Shooting an Elephant
by George Orwell

by e. e. cummings

"let's start a magazine

to hell with literature
we want something redblooded

lousy with pure
reeking with stark
and fearlessly obscene

but really clean
get what I mean
let's not spoil it
let's make it serious

something authentic and delirious
you know something genuine like a mark
in a toilet

graced with guts and gutted
with grace"

squeeze your nuts and open your face

Prompt: Write about a dirty job you did once, or many times. Focus on a specific task that you did on a specific day. Why did the job need to be done? Who else was involved, and why were they there? Why did you take the job? Did you learn anything by doing it? Focus on the facts and details. Try not to get distracted with value judgments. Describe the action, and if you're feeling ambitious connect what you did to some larger cause or purpose. We do dirty things for reasons. So can you see value in doing whatever dirty job you were doing?


Part 2 - August 25th - Anger Exorcism


Portrait of My Father as a Young Black Man
by Sjohnna McCray

Rage is the language of men
      layers of particulates fused.

      Rage is the wine
            father pours to the ground

            for men whose time has passed. Rage
            is gripped in the hands

      like the neck of a broom held tight.
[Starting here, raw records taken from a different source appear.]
PR #3725, opened 2026-08-09
fix(bidi): emit gemini usage metadata alongside content events

mehtarac:
## Description

Gemini's Live API sends token usage in a usageMetadata field that sits outside the messageType union. Per the Gemini Live Api reference: 
> "Server messages may have a usageMetadata field but will otherwise include exactly one of the other fields." So usage can accompany audio, a tool call, or aresumption update.

`BidiGeminiLiveModel._convert_gemini_live_event`'s implementation was such that any message with both content and usage lost the usage. The loss is silent and cumulative:
  `_BidiAgentLoop._run_model` accumulates session token counters solely from BidiUsageEvent, so every dropped event undercounts the session with no error. This restructures the converter to accumulate into a list. Control messages stay exclusive content messages append, and usage is evaluated unconditionally at the end. 
  
  The list-accumulating shape also unblocks emitting multiple events per message, needed for the missing BidiResponseStartEvent / BidiResponseCompleteEvent for google gemini live model provider change left to a follow-up.
## Type of Change

Bug fix

## Testing

## Checklist

----

### DIFF
--- a/strands-py/src/strands/experimental/bidi/models/gemini_live.py
+++ b/strands-py/src/strands/experimental/bidi/models/gemini_live.py
@@ -19,7 +19,7 @@ from typing import Any, AsyncGenerator, cast
 
 from google import genai
 from google.genai import types as genai_types
-from google.genai.types import LiveConnectConfigOrDict, LiveServerMessage
+from google.genai.types import LiveConnectConfigOrDict, LiveServerContent, LiveServerMessage, UsageMetadata
 
 from ....types._events import ToolResultEvent, ToolUseStreamEvent
 from ....types.content import Messages
@@ -219,6 +219,9 @@ class BidiGeminiLiveModel(BidiModel):
         - modelTurn text: Text response from the model
         - usageMetadata: Token usage information
 
+        `usageMetadata` sits outside the `messageType` union, so it can accompany any other field and
+        is collected independently of the content events.
+
         Returns:
             List of event dicts (empty list if no events to emit).
 
@@ -230,93 +233,31 @@ class BidiGeminiLiveModel(BidiModel):
                 message.go_away.model_dump_json(), live_session_handle=self._live_session_handle
             )
 
+        events: list[BidiOutputEvent] = []
+
         if message.session_resumption_update:
             resumption_update = message.session_resumption_update
             if resumption_update.resumable and resumption_update.new_handle:
                 self._live_session_handle = resumption_update.new_handle
                 logger.debug("session_handle=<%s> | updating gemini session handle", self._live_session_handle)
-            return []
 
-        # Handle interruption first (from server_content)
-        if message.server_content and message.server_content.interrupted:
-            return [BidiInterruptionEvent(reason="user_speech")]
-
-        # Handle input transcription (user's speech) - emit as transcript event
-        if message.server_content and message.server_content.input_transcription:
-            input_transcript = message.server_content.input_transcription
-            # Check if the transcription object has text content
-            if hasattr(input_transcript, "text") and input_transcript.text:
-                transcription_text = input_transcript.text
-                logger.debug("text_length=<%d> | gemini input transcription detected", len(transcription_text))
-                return [
-                    BidiTranscriptStreamEvent(
-                        delta={"text": transcription_text},
-                        text=transcription_text,
-                        role="user",
-                        # TODO: https://github.com/googleapis/python-genai/issues/1504
-                        is_final=bool(input_transcript.finished),
-                        current_transcript=transcription_text,
-                    )
-                ]
-
-        # Handle output transcription (model's audio) - emit as transcript event
-        if message.server_content and message.server_content.output_transcription:
-            output_transcript = message.server_content.output_transcription
-            # Check if the transcription object has text content
-            if hasattr(output_transcript, "text") and output_transcript.text:
-                transcription_text = output_transcript.text
-                logger.debug("text_length=<%d> | gemini output transcription detected", len(transcription_text))
-                return [
-                    BidiTranscriptStreamEvent(
-                        delta={"text": transcription_text},
-                        text=transcription_text,
-                        role="assistant",
-                        # TODO: https://github.com/googleapis/python-genai/issues/1504
-                        is_final=bool(output_transcript.finished),
-                        current_transcript=transcription_text,
-                    )
-                ]
+        if message.server_content:
+            events.extend(self._convert_server_content(message.server_content, has_audio=bool(message.data)))
 
         # Handle audio output using SDK's built-in data property
-        # Check this BEFORE text to avoid triggering warning on mixed content
         if message.data:
             # Convert bytes to base64 string for JSON serializability
             audio_b64 = base64.b64encode(message.data).decode("utf-8")
-            return [
+            events.append(
                 BidiAudioStreamEvent(
                     audio=audio_b64,
                     format="pcm",
                     sample_rate=cast(AudioSampleRate, self.config["audio"]["output_rate"]),
                     channels=cast(AudioChannel, self.config["audio"]["channels"]),
                 )
-            ]
+            )
 
-        # Handle text output from model_turn (avoids warning by checking parts directly)
-        if message.server_content and message.server_content.model_turn:
-            model_turn = message.server_content.model_turn
-            if model_turn.parts:
-                # Concatenate all text parts (Gemini may send multiple parts)
-                text_parts = []
-                for part in model_turn.parts:
-                    # Check if part has text attribute and it's not empty
-                    if hasattr(part, "text") and part.text:
-                        text_parts.append(part.text)
-
-                if text_parts:
-                    full_text = " ".join(text_parts)
-                    return [
-                        BidiTranscriptStreamEvent(
-                            delta={"text": full_text},
-                            text=full_text,
-                            role="assistant",
-                            is_final=True,
-                            current_transcript=full_text,
-                        )
-                    ]
-
-        # Handle tool calls - return list to support multiple tool calls
         if message.tool_call and message.tool_call.function_calls:
-            tool_events: list[BidiOutputEvent] = []
             for func_call in message.tool_call.function_calls:
                 tool_use_event: ToolUse = {
                     "toolUseId": cast(str, func_call.id),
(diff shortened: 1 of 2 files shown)


strands-py/src/strands/experimental/bidi/models/gemini_live.py
```diff
@@ -230,152 +233,153 @@ def _convert_gemini_live_event(self, message: LiveServerMessage) -> list[BidiOut
...
+            server_content: Server content to convert.
+            has_audio: Whether the enclosing message carries audio output. Text from `model_turn` is
+                skipped when it does, since the two represent the same response in different modalities.
+
+        Returns:
+            List of events derived from the server content.
+        """
+        events: list[BidiOutputEvent] = []
+
+        if server_content.interrupted:
```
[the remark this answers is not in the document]
mehtarac: Yes, intentional. Per the Live API reference, interrupted, outputTranscription, and modelTurn are all fields on the same BidiGenerateContentServerContent object, not mutually exclusive message types — the old early-return dropped whichever fields came after the first match.

strands-py/src/strands/experimental/bidi/models/gemini_live.py
```diff
@@ -230,152 +233,153 @@ def _convert_gemini_live_event(self, message: LiveServerMessage) -> list[BidiOut
...
+            events.append(BidiInterruptionEvent(reason="user_speech"))
```
strandly-the-agent, line 292: 🟡 **A barge-in can now replay the stale audio it was supposed to discard.**

`BidiInterruptionEvent` is appended here, inside `_convert_server_content`, which runs *before* the audio append at `:248-256`. Downstream, `io/audio.py:259` clears the playback buffer on the interruption and `io/audio.py:254` then re-buffers the audio that arrived in the same message — so the clear is immediately undone. Verified with real `google.genai` types:

```
input: LiveServerContent(interrupted=True, model_turn=Content(parts=[Part(inline_data=<pcm>)]))
  base 11ad6366: ['BidiInterruptionEvent']                         # audio dropped
  head 3bfda5ec: ['BidiInterruptionEvent', 'BidiAudioStreamEvent']
```

An end-to-end run through the real `_BidiAudioOutput`/`_BidiAudioBuffer` confirms it: 0 bytes queued for playback on base, 12 bytes queued at head.

I could **not** confirm the Gemini wire actually puts `interrupted` in the same `serverContent` as `modelTurn` audio — the docs narrate interruption as its own message (*"the server **then** sends a `BidiGenerateContentServerContent` message to report the interruption"*) yet never say the fields are exclusive, and the field's own doc says it is *"a good signal to stop and empty the current playback queue"*, which co-arriving audio defeats. So this is 🟡, not 🔴 — but if the shape occurs at all, clear-then-refill is never the intent. Your reply on the earlier thread justified co-emission on protocol *shape* grounds, which I buy; this is the separate question of whether post-interruption **audio** should be surfaced.

Cheapest fix — emit audio first, so a downstream buffer clear wins:

```suggestion
            events.append(BidiInterruptionEvent(reason="user_speech"))
```
<sub>(no change on this line — the move is in `_convert_gemini_live_event`: hoist the `if message.data:` audio block above the `_convert_server_content` call, keeping `has_audio` as-is.)</sub>

Either way, worth a test that pins the order: mutating the emission so audio comes first leaves all 27 tests green today, and no test combines `data=` with `interrupted=True`, so whichever ordering you decide on is currently unprotected.

strands-py/src/strands/experimental/bidi/models/gemini_live.py
```diff
@@ -230,152 +233,153 @@ def _convert_gemini_live_event(self, message: LiveServerMessage) -> list[BidiOut
...
+                    text=output_transcript.text,
+                    role="assistant",
+                    # TODO: https://github.com/googleapis/python-genai/issues/1504
+                    is_final=bool(output_transcript.finished),
+                    current_transcript=output_transcript.text,
+                )
+            )
+
+        # Reading model_turn parts directly avoids the mixed-content warning raised by message.data
+        if not has_audio and server_content.model_turn and server_content.model_turn.parts:
```
strandly-the-agent, line 324: 🟡 **`output_transcription` + `model_turn` text now appends the same assistant turn to history twice.**

Both branches emit `role="assistant"`, and this one hardcodes `is_final=True` (`:334`). `loop.py:319-322` appends a `Message` to `agent.messages` for *every* final transcript with no de-dup, so one utterance lands twice. `has_audio` can't help: a text part carries no `inline_data`, so `message.data` is `None`. Verified with real types:

```
input: LiveServerContent(output_transcription=Transcription(text="Paris.", finished=True),
                         model_turn=Content(parts=[Part(text="Paris.")]))
  base 11ad6366: [Transcript(assistant, final, 'Paris.')]
  head 3bfda5ec: [Transcript(assistant, final, 'Paris.'), Transcript(assistant, final, 'Paris.')]
```

An end-to-end run through the real `_BidiAgentLoop` gives one assistant message in `agent.messages` on base and two identical ones at head. Consequence is worse than the interruption ordering: duplicated history is re-sent to the model on every subsequent turn. Reachability is again unproven on the wire — `outputAudioTranscription` is on by default (`:113-117`), so it needs a text-only `modelTurn` to co-arrive, most plausibly a TEXT-modality session or a thinking-enabled model.

If `output_transcription` and `model_turn` text are two renderings of one response — the same reasoning the `has_audio` guard already encodes — the guard can just cover this case too:

```suggestion
        if (
            not has_audio
            and not (output_transcript and output_transcript.text)
            and server_content.model_turn
            and server_content.model_turn.parts
        ):
```

strands-py/tests/strands/experimental/bidi/models/test_gemini_live.py
```diff
@@ -553,6 +567,160 @@ async def test_event_conversion(mock_genai_client, model):
...
+
+
+@pytest.mark.asyncio
+async def test_usage_metadata_modality_details(mock_genai_client, model, live_message, usage_metadata):
+    """Prompt and response token details merge into per-modality usage."""
+    _, _, _ = mock_genai_client
+    await model.start()
+
+    prompt_detail = unittest.mock.Mock()
+    prompt_detail.modality = "AUDIO"
```
strandly-the-agent, line 639: 🟡 **This fixture makes the assertion pass on a value the real API never produces.**

`modality` is set to the plain string `"AUDIO"`, so production's `str(detail.modality).lower()` (`gemini_live.py:357`) coincidentally yields `"audio"` and the test goes green. On the wire `detail.modality` is a `MediaModality` enum, and `str(MediaModality.AUDIO).lower()` is `"mediamodality.audio"` — which violates `ModalityUsage.modality: Literal["text","audio","image","cached"]` (`types/events.py:460`). So the one new test covering modality details certifies the wrong string and can't catch the real bug.

The production bug is pre-existing (see the appendix on the summary comment), so fixing it isn't your obligation here — but the fixture is new, and it's a two-character fix in a line this PR already moves:

```suggestion
    prompt_detail.modality = genai_types.MediaModality.AUDIO
```

With the real enum, `"modality": "audio"` only passes once `_convert_usage_metadata` uses `detail.modality.value.lower()`. Same for `response_detail` at `:643`. If you'd rather keep this PR scoped to the usage fix, that's fine — just leave the fixture out of it rather than pinning a string the wire can't produce.

strands-py/tests/strands/experimental/bidi/models/test_gemini_live.py
```diff
@@ -553,6 +567,160 @@ async def test_event_conversion(mock_genai_client, model):
...
+    await model.stop()
+
+
+@pytest.mark.asyncio
+async def test_usage_metadata_emitted_alongside_session_resumption(
+    mock_genai_client, model, live_message, usage_metadata
+):
+    """Session resumption tracks the handle and still emits co-attached usage metadata.
+
+    Guards https://github.com/strands-agents/harness-sdk/issues/3745 — this branch previously
```
strandly-the-agent, line 605: 🟡 **Dangling issue link (×3), and this docstring narrates the diff.**

`https://github.com/strands-agents/harness-sdk/issues/3745` doesn't resolve — I checked via the API, and it's neither an issue nor a PR (the newest issue in the repo is ~3721). Same link at `:577` and `:675`, and the PR's own "Related Issues" section is empty. `docs/TESTING.md:82` draws the line as: a regression test for a *discovered bug* links the issue it guards; a test written as part of feature development carries **no** issue reference. These ship in the same PR as the fix, so unless there's a real issue to point at, dropping the links is the rule-conformant move.

Separately, *"this branch previously returned early, discarding usage outright"* narrates how the code changed, which root `AGENTS.md` explicitly forbids ("Never narrate how the code changed or what it used to be") — that reasoning belongs in the PR description.

```suggestion
    """Session resumption tracks the handle and still emits co-attached usage metadata.

    usageMetadata sits outside the messageType union, so it can accompany any other field,
    including a session-resumption update.
    """
```

strandly-the-agent (commented):
**Fresh review at `3bfda5ec`** — verdict: **comment**. No blocker. The usage fix is right, and the restructure quietly recovers two *other* silent drops (an interrupted turn's `inputTranscription`, and audio riding with an `outputTranscription`). Two **new** co-emission orderings deserve a decision, and one premise deserves confirming.

**Verified on this branch** (real `google.genai.types`, not mocks; differential vs base `11ad6366`):
- ✅ `27 passed` — `python -m pytest tests/strands/experimental/bidi/models/test_gemini_live.py -q` (google-genai 2.17.0)
- ✅ the fix works: `serverContent(audio) + usageMetadata` → `['BidiAudioStreamEvent', 'BidiUsageEvent']` at head vs `['BidiAudioStreamEvent']` on base
- ✅ floor is safe: `LiveServerContent`/`UsageMetadata` and every field read exist at `google-genai==1.32.0`
- ✅ shape matches repo convention (`openai_realtime.py:562-609` already accumulates a list with usage appended last)
- 🟡 2 new behaviors reproduced end-to-end through the real `_BidiAudioOutput` / `_BidiAgentLoop` (inline)
- 🟡 mutation check: emitting audio **before** the `server_content` events still passes all 27 tests → event order is unpinned

### ❓ Question (worth settling before merge)

Is Gemini Live's `usageMetadata` a **per-message delta** or a **running total**? `loop.py:340-344` sums every `BidiUsageEvent`. If it's cumulative, then emitting *more* usage events — precisely what this PR does — would make session accounting **over**count rather than fix an undercount, inverting the premise. I couldn't settle it: the Live API reference documents the fields but never says which; the official capabilities-guide example doesn't sum, it prints each message standalone as `"Used {usage.total_token_count} tokens in total"` under the comment *"the server will periodically send messages that include UsageMetadata"*; and several developer-forum reports describe `promptTokenCount` as cumulative/growing per turn. One captured live session settles it — do you have one handy? Happy to be wrong here.

<details>
<summary>Coverage gaps (non-blocking) — 3</summary>

- No test pairs `usage_metadata` with a **`tool_call`** or with a **transcript**, though the new docstring's own claim is that usage "can accompany any other field" — and usage landing with a tool-call message is arguably more common than with a session-resumption update.
- `test_usage_metadata_modality_details` uses `AUDIO` for both prompt and response details, so only the merge branch (`gemini_live.py:369-370`) runs; the new-modality append branch (`:372-374`, e.g. audio-in/text-out) is never exercised.
- `if detail.modality and detail.token_count:` (`:354`, `:365`) silently drops a legitimately reported `token_count == 0`. Intentional?

</details>

<details>
<summary>Appendix — non-blocking (5)</summary>

**Two pre-existing bugs, verified byte-identical on base — they belong in issues, not this PR.** I tried to file them and my token lacks `issues:write` here, so they're written up below for someone with permissions (or say the word and I'll draft them as an issue body you can paste).

1. ⚪ **`modality_details` emits `"mediamodality.audio"`, violating its own type contract.** `gemini_live.py:357,367` do `str(detail.modality).lower()`; on the wire `detail.modality` is a `MediaModality` enum with no `__str__` override, so:
   ```
   >>> str(t.MediaModality.AUDIO).lower()   -> 'mediamodality.audio'
   >>> t.MediaModality.AUDIO.value.lower()  -> 'audio'
   ```
   Real-types run against this branch emits `{'modality': 'mediamodality.audio', 'input_tokens': 7, 'output_tokens': 0}`, but `ModalityUsage.modality` is `Literal["text","audio","image","cached"]` (`types/events.py:460`) — any consumer branching on it silently fails to match. Same at floor 1.32.0 and at 2.17.0. Fix is `detail.modality.value.lower()`; `openai_realtime.py:608` may share the pattern.

2. ⚪ **`part.thought` isn't filtered, so model reasoning can leak into transcripts and history.** `gemini_live.py:326` takes every part with `.text`; google-genai's own `.text` property explicitly skips thought parts. Real-types repro: parts `[Part(text="reasoning: they want the capital", thought=True), Part(text="Paris.")]` → transcript `"reasoning: they want the capital Paris."`, where `message.text` gives `"Paris."`. Pre-existing, but the change in the second inline comment widens how often the path fires.

3. ⚪ `message.data` is now evaluated **twice** per message (`:245` and `:248`). It's a computed property that runs `part.model_dump()` per part and logs the "non-data parts" warning for mixed parts — at the 1.32 floor there's no once-per-process dedup, so a mixed message warns twice, which sits oddly beside the comment at `:323`. Measured cost is negligible (3.9 µs/chunk), so this is purely a `has_data = bool(message.data)` tidy-up.

4. ⚪ `test_event_conversion` is still one 113-line multi-scenario test — pre-existing, and the PR re-pointed it at the new fixtures without splitting it, even though it introduces exactly that per-scenario pattern next door.

5. ⚪ Pre-existing ruff `UP035` on `gemini_live.py:18` (`AsyncGenerator` from `typing`) — also on base, not yours.

</details>

<details>
<summary>How this review ran</summary>

Staged pipeline: routing triage → context build → parallel specialist passes (correctness/safety, adversarial-repro, test-quality) → aggregation with de-dup and a reachability gate → this post. Each pass was an independent fresh-context agent; the adversarial pass ran warm (no nested spawn available) against its own role rubric. I re-verified every load-bearing finding myself with real `google.genai` types before posting. Two threads from the earlier automated review are deliberately **not** re-raised: the exclusive→cumulative shift (you answered it) and the whole-object `BidiUsageEvent` assertions (fixed in `3bfda5ec`).

AI review — solid work for a human to approve, not a gate.

</details>

strands-py/src/strands/experimental/bidi/models/gemini_live.py
strandly-the-agent: **Withdrawing this** — the WebSockets reference disproves the reachability.

`generationComplete`: *"When model is interrupted while generating there will be no 'generation_complete' message in interrupted turn, it will go through 'interrupted > turn_complete'."* That describes those flags arriving as **their own messages in sequence**, and the guide's interruption text agrees (*"the server **then** sends a `BidiGenerateContentServerContent` message to report the interruption"*). No documented shape puts `interrupted` in the same `serverContent` as `modelTurn` audio.

By my own bar that makes this ⚪ defensive hardening with no trigger, not 🟡 — so: no action needed, sorry for the detour. The ordering argument would still hold *if* a capture ever shows the shape, but I'm not asking you to design against an undocumented one.

strands-py/src/strands/experimental/bidi/models/gemini_live.py
strandly-the-agent: **Withdrawing this too** — and the reference answers it in your favour.

`outputTranscription`: *"Output audio transcription. The transcription is sent independently of the other server messages and there is no guaranteed ordering, in particular not between serverContent and this outputTranscription."* (`inputTranscription` says the same.) Transcriptions arrive in their **own** messages, so the `output_transcription` + `model_turn`-text co-occurrence I was worried about isn't a documented shape either → ⚪, no action.

Worth saying explicitly: that same sentence is the strongest argument *for* this PR's design. Fields that are sent independently with no guaranteed ordering are precisely what an early-return chain gets wrong, so the accumulate-into-a-list shape is the documented-correct one — not just a convenience for the follow-up.

pgrayy (approved):

PR #3741, opened 2026-08-10
docs: add prescriptive guidance for keeping cognitive complexity low

yonib05:
## Description

Adds prescriptive, public guidance for the `complexity/*` label, structured so each document carries only what its readers need:

**`team/COMPLEXITY.md` (new)** is the canonical document, placed in `team/` because that is where this repository keeps its reasoning. It covers:

- **Why the metric is public**: it is the "Simple at any scale" tenet made measurable; it lets maintainers triage scarce review attention across ~200 open PRs; a reproducible number depersonalizes the "please split this" conversation; and authors see the signal locally before any reviewer does.
- **The scoring model**: one point per break in linear flow, plus one per nesting level, so nesting is the multiplier. Calibrated against this repo (median function scores 1 to 2; `low` covers ~90% of existing functions).
- **Guidance at three altitudes**, not just flattening:
  - *Design it simple*: one function one job, separate deciding from doing, I/O at the edges, variants as data, tests as a pressure gauge.
  - *Write it flat*: guard clauses, extracted helpers, lookup tables over branch ladders, uniform named booleans, errors at the edges, sequential await.
  - *Keep the change simple*: preparatory refactors as their own PR ("make the change easy, then make the easy change"), extract rather than deepen when landing in an already-complex function, and test generously since `size/*` excludes tests.
- **When high is honest**: protocol converters and state machines may correctly stay complex; say so in the description instead of contorting code to move a label.

**CONTRIBUTING.md** stays small: what the labels are, one paragraph on why, how to run the check locally, and a pointer to the team doc.

**AGENTS.md** gets one Writing Code bullet so agents see the expectation before writing, linking to the team doc.

## Type of Change

Documentation update

## Testing

The techniques are verified against the real analyzer rather than asserted. A deliberately nested `process()` scores **23** with complexipy; rewritten with exactly the documented techniques (guard clauses, a dispatch table, one extraction) and unchanged behavior, the maximum touched function scores **4**:

```
nested.py    process      complexity=23
flat.py      process      complexity=4
flat.py      _convert     complexity=3
```

Calibration numbers come from measuring both SDKs during threshold selection (strands-py p50=1, p90=12; strands-ts p50=2, p90=9). All cross-document links and in-document anchors verified against rendered heading slugs. Docs-only change; no code paths to exercise.

## Checklist

----

### DIFF
--- a/CONTRIBUTING.md
+++ b/CONTRIBUTING.md
@@ -219,6 +219,44 @@ splitting, not a rule; sometimes a complex function is the honest solution.
 
 A docs-only or test-only PR touches no SDK source and gets no complexity label.
 
+#### Keeping complexity low
+
+Two things drive the score, and knowing them is most of the battle:
+
+1. Every break in linear flow costs one point: `if`, `else`, loops,
+   `catch`/`except`, ternaries, `switch`/`match`, recursion, and each run of
+   mixed boolean operators.
+2. **Nesting multiplies the cost.** Each structure also pays one point per
+   level of nesting it sits inside. An `if` at the top of a function costs 1;
+   the same `if` three levels deep costs 4.
+
+Because nesting is the multiplier, flattening is the highest-leverage move:
+
+- **Return early.** Guard clauses (`if not valid: return`) remove a nesting
+  level from everything that follows. Avoid `else` after a `return`.
+- **Extract nested logic into named helpers.** The nesting penalty resets to
+  zero inside the helper, the name documents intent, and the label keys on the
+  most complex single function you touched, so splitting one deep function into
+  three shallow ones directly lowers it.
+- **Prefer lookup tables over branch ladders.** A dict or `Map` from value to
+  handler replaces an `if`/`elif` or `switch` chain with zero branches.
+- **Keep boolean sequences uniform and name the pieces.** `a and b and c` costs
+  one point; mixing `and`/`or` costs more. `is_retryable = ...` beats a long
+  inline condition twice over: cheaper and self-describing.
+- **Handle errors at the edges.** One `try` around a coherent block costs less
+  than error handling threaded through nested branches.
+- **In async code, await sequentially** instead of nesting callbacks or `then`
+  chains.
+
+For calibration: the median function in both SDKs scores 1 to 2, and
+`complexity/low` (10 or less) covers roughly nine out of ten existing
+functions, so the thresholds leave generous room for ordinary logic. Some code
+is honestly complex, though. Protocol event converters and state machines often
+land at `high` because the domain has that many cases, and flattening them
+further would hurt readability. When that is your situation, keep the function
+and say so in the PR description rather than contorting the code to move a
+label.
+
 ## Using AI Tools
 
 We love AI. We build with coding agents every day, and you're welcome to use them too — they're a great way to move fast and explore a codebase.
--- a/CONTRIBUTING.md
+++ b/CONTRIBUTING.md
@@ -219,43 +219,11 @@ splitting, not a rule; sometimes a complex function is the honest solution.
 
 A docs-only or test-only PR touches no SDK source and gets no complexity label.
 
-#### Keeping complexity low
-
-Two things drive the score, and knowing them is most of the battle:
-
-1. Every break in linear flow costs one point: `if`, `else`, loops,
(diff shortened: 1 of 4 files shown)


team/COMPLEXITY.md
```diff
@@ -0,0 +1,137 @@
+# Code Complexity
+
+Every PR is labeled with the [cognitive complexity](https://www.sonarsource.com/docs/CognitiveComplexity.pdf)
+of the most complex function it touches: `complexity/low` (10 or less),
+`complexity/medium` (11 to 25), or `complexity/high` (above 25). This document
+is the reasoning behind that label and the practices that keep code under it.
+
+## Why we measure it, publicly
```
lizradway, line 8: i really like this section

CONTRIBUTING.md
```diff
@@ -219,6 +219,12 @@ splitting, not a rule; sometimes a complex function is the honest solution.
 
 A docs-only or test-only PR touches no SDK source and gets no complexity label.
 
+The labels exist because review attention is the scarcest resource this
+project has: they let maintainers triage which PRs need an unhurried senior
+read, and they give you the same signal locally before a reviewer sees it. The
+reasoning, the scoring model, and the practices that keep code under the
+thresholds live in [team/COMPLEXITY.md](./team/COMPLEXITY.md).
```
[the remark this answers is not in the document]
yonib05: Fixed in `fa62a466c`. CONTRIBUTING.md keeps the commands, since its role is what the labels are, why they exist, and how to run the check; `team/COMPLEXITY.md`'s **Check before you push** section now points there instead of carrying a verbatim copy. One source for the commands, no drift.

CONTRIBUTING.md
```diff
@@ -219,6 +219,44 @@ splitting, not a rule; sometimes a complex function is the honest solution.
...
+  inline condition twice over: cheaper and self-describing.
+- **Handle errors at the edges.** One `try` around a coherent block costs less
+  than error handling threaded through nested branches.
+- **In async code, await sequentially** instead of nesting callbacks or `then`
+  chains.
+
+For calibration: the median function in both SDKs scores 1 to 2, and
+`complexity/low` (10 or less) covers roughly nine out of ten existing
+functions, so the thresholds leave generous room for ordinary logic. Some code
+is honestly complex, though. Protocol event converters and state machines often
```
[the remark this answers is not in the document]
yonib05: Agreed with your follow-up: the restructure scoped "often land at `high`" to protocol converters, state machines, and exhaustive format mappings in **When high is honest**, which is exactly the subset where scores above 25 are plausible. Leaving the wording as is.

team/COMPLEXITY.md
```diff
@@ -0,0 +1,137 @@
...
+   mixed boolean operators.
+2. **Nesting multiplies the cost.** Each structure also pays one point per
+   level of nesting it sits inside. An `if` at the top of a function costs 1;
+   the same `if` three levels deep costs 4.
+
+For calibration: the median function in both SDKs scores 1 to 2, and
+`complexity/low` covers roughly nine out of ten existing functions. The
+thresholds leave generous room for ordinary logic.
+
+## Design it simple
```
lizradway: are the "design it simple" and "write it flat" sections necessary? feels like this is proper code etiquette that we don't need to rewrite, but maybe could link an existing standard somewhere?

lizradway: this document is for humans, not agents right?

lizradway: if this is "for-agents" rather than a team tenet maybe we should just have a contributing skill that outlines al of this alongside our CONTRIBUTING.MD?

just thinking out loud.

team/COMPLEXITY.md
yonib05: Thanks! That section is the heart of it: the label only works if the reasoning behind it is public too.

team/COMPLEXITY.md
yonib05: Both, deliberately. AGENTS.md describes `team/` as where the 'why' lives, and this doc is linked from both CONTRIBUTING.md (humans) and the AGENTS.md Writing Code bullet (agents). The reasoning is the same for either audience; only the entry points differ.

lizradway (approved):

mehtarac (approved):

Rage
gets stuck in the throat, suppressed.

Rage is a promise kept


the bullet was a girl
by Danez Smith

the bullet is his whole life.
his mother named him & the bullet

was on its way. in another life
the bullet was a girl & his skin

was a boy with a sad laugh.
they say he asked for it--

must I define they? they are not
monsters, or hooded or hands black

with cross smoke.
they teachers, they pay tithes

they like rap, they police--good folks
gather around a boy's body

to take a picture, share a prayer.
oh da horror, oh what a shame

why'd he do that to himself?
they really should stop
getting themselves killed


The Illiad (1:1-16)
by Homer

Anger be now your song, immortal one,
Akhilleus' anger, doomed and ruinous,
that caused the Akhaians loss on bitter loss
and crowded brave souls into the undergloom,
leaving so many dead men--carrion
for dogs and birds; and the will of Zeus was done.
Begin it when the two men first contending
broke with one another--
                                                                 the Lord Marshal
Agamemnon, Atreus's son, and Prince Akhilleus.

Among the gods, who brought the quarrel on?
The sone of Zeus by Leto. Agamemnon
angered him, so he made a burning wind
of plague rise in the army: rank and file
sickened and died for the ill their chief had done
in despising a man of prayer.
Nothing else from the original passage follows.